* Input for this task *
PR #981, opened 2023-07-26
New alarms

MitchBradley:
This is a revamp of the alarm handling code, setting the stage for finer-grained alarm states like separate spindle failure and mpos-unknown states.

At present, fine-grained states are not implemented, but the new structure should make it easier to implement them.  The new structure unwinds the previously-byzantine code in mc_reset(), separating the jobs of stopping the system and later responding to a user request to reset.  Alarm events are now queued the same as other protocol events, eliminating the old global variables rtAlarm and rtReset whose behavior and interactions were confusing.

### DIFF
--- a/FluidNC/src/Control.cpp
+++ b/FluidNC/src/Control.cpp
@@ -9,7 +9,7 @@
 Control::Control() {
     // The SafetyDoor pin must be defined first because it is checked explicity in safety_door_ajar()
     _pins.push_back(new ControlPin(&safetyDoorEvent, "safety_door_pin", 'D'));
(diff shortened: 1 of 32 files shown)


MitchBradley:
For G2 and G3 arcs, the soft limit is now tested at the arc level instead of in the individual segments.  That makes it possible to reject the entire motion instead of running the part of the arc that was within the limits.

Furthermore, when a soft limit is detected, any previously-planned valid moves are allowed to complete, instead of issuing a feedhold as soon as the parser notices an out-of-limit GCode block.

bdring:
I was testing soft limits alarms. I did a move to cause alarm. When I cleared the alarm my `startup_line` ran. 

This does not happen with v3.7.4

PR #986, opened 2023-08-05
Create FYSECT_E4_laser.yaml

halaali:
The example on the wiki is highly incomplete and inadequate for a laser cutter. Therefore I created this config for my K40 laser cutter.


bdring:
We are moving the config files. I put your file in this repo

https://github.com/bdring/fluidnc-config-files/tree/main/contributed/FYSETC_E4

* What is required *
Find the line with "At present, fine-grained" in the entries above. Retype it and each line after it, exactly, through the line with "For G2 and G3", and stop there.

* Answer to the problem *
At present, fine-grained states are not implemented, but the new structure should make it easier to implement them.  The new structure unwinds the previously-byzantine code in mc_reset(), separating the jobs of stopping the system and later responding to a user request to reset.  Alarm events are now queued the same as other protocol events, eliminating the old global variables rtAlarm and rtReset whose behavior and interactions were confusing.

### DIFF
--- a/FluidNC/src/Control.cpp
+++ b/FluidNC/src/Control.cpp
@@ -9,7 +9,7 @@
 Control::Control() {
     // The SafetyDoor pin must be defined first because it is checked explicity in safety_door_ajar()
     _pins.push_back(new ControlPin(&safetyDoorEvent, "safety_door_pin", 'D'));
(diff shortened: 1 of 32 files shown)


MitchBradley:
For G2 and G3 arcs, the soft limit is now tested at the arc level instead of in the individual segments.  That makes it possible to reject the entire motion instead of running the part of the arc that was within the limits.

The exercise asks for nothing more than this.